佐賀知事選で落選した前武雄市長の樋渡啓祐氏。「ツタヤ図書館」を手がけるなど知名度の高さが売りでしたが、元総務官僚の山口祥義氏に4万票近い差をつけられました。佐賀県では、2005年の佐賀市長選で、改革派といわれた現職市長が落選したこともありました。勝敗を分けたのは何だったのか。出口調査から振り返ります。
樋渡氏の代名詞ともいえるのが「ツタヤ図書館」です。レンタルソフト大手ツタヤの運営会社と組んでリニューアルした図書館です。年中無休でDVDやCDもレンタルでき、館内でコーヒーを飲めます。図書館の常識を打ち破った新図書館は2013年4月の開館以来、1年1カ月で全国から100万人の来館者を記録しました。武雄市を名前を全国的に有名させました。
知事選で樋渡氏は自民党の推薦を受け、菅義偉官房長官らが応援に駆け付けるなど、政権の全面支援を受けました しかし、樋渡氏は自民支持層の49%しか固めきれず、逆に山口氏は46%を獲得。山口氏には、樋渡氏に反発する自民県連や首長、農協などが付き、ほぼ互角となりました。
民主支持層を見ると、樋渡氏は29%にとどまる一方、民主党の大串博志衆院議員が積極的に応援し、連合佐賀も支援するなどした山口氏は56%の支持を得た。公明支持層は、公明党推薦の樋渡氏に73%が投票しました。山口氏は18%でした。
勝敗を分けたのは何だったのか。民主支持層に加えて、無党派層の存在も大きかったようです。樋渡氏は、知名度の高さから、積極的に街頭に出て演説などを繰り返すスタイルを取りましたが、取り込めた無党派層は32%でした。逆に、山口氏は54%の支持を集めました。樋渡氏を巡っては、「改革」を進める際の手法や言動を「強引」「独善的」とする批判が常につきまといました。
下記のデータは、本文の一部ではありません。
PR #29, opened 2019-11-11
Feature/CVSB-9654&CVSB-9655&CVSB-9650&9465

irina005:
Solved bugs - CVSB-9655, CVSB-9650, CVSB-9465

### DIFF
--- a/src/app/components/technical-record/technical-record.component.ts
+++ b/src/app/components/technical-record/technical-record.component.ts
@@ -53,4 +53,8 @@ export class TechnicalRecordComponent implements OnInit {
     return (typeof str==='string' || str==null) ? !str||!str.trim():false;
   }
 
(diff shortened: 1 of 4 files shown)


src/app/components/technical-record/technical-record.component.ts
```diff
@@ -53,4 +53,8 @@ export class TechnicalRecordComponent implements OnInit {
     return (typeof str==='string' || str==null) ? !str||!str.trim():false;
   }
 
+  hasProperty(obj, prop){
```
arupdvsa: why we need to implement `hasProperty`
Can we not instead use like below

```
<div *ngIf="selectedElement.hasOwnProperty('prop');then 
showMyDiv">...</div>

<ng-template #showMyDiv> 
my div
</ng-template> 
```

PR #55, opened 2019-12-14
Work on ngrx adrForm and tech record mapping for updating with dynamo data

irina005:
added new action for update form fields, effect for it, then refactored vehicleTechRec effects, refactored a pipe & added mapping function in tech rec component for adrForm & dynamo data mapping


src/app/pipes/FilterRecordPipe.ts
```diff
@@ -1,18 +1,14 @@
...
-      records = techRecordList.find((record: any) => record.statusCode === 'provisional');
-      if (records !== undefined) return records;
+  constructor(private techRecordService: TechnicalRecordService) {
+  }
 
-      records = techRecordList.filter((record: any) => record.statusCode === 'archived');
-      records.sort((a,b)=> new Date (a.createdAt).getTime() - new Date (b.createdAt).getTime() );
-      if (records !== undefined) return records[0];
-    }
+  transform(techRecordList: any): any {
```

さらに、樋渡氏を推す政権幹部が、対立候補擁立に横やりを入れるなど、中央の介入が、かえって「反樋渡派」の結束を強めた面もありました。
佐賀県では、2005年の佐賀市長選で急進的な行政改革を進めた元佐賀市長の木下敏之氏が、議員との対話を重視する路線の秀島敏行氏に敗れるという波乱がありました。樋渡氏の政治手法に対して、反発を感じた県民が少なくなかったことが、出口調査からは見えてきます。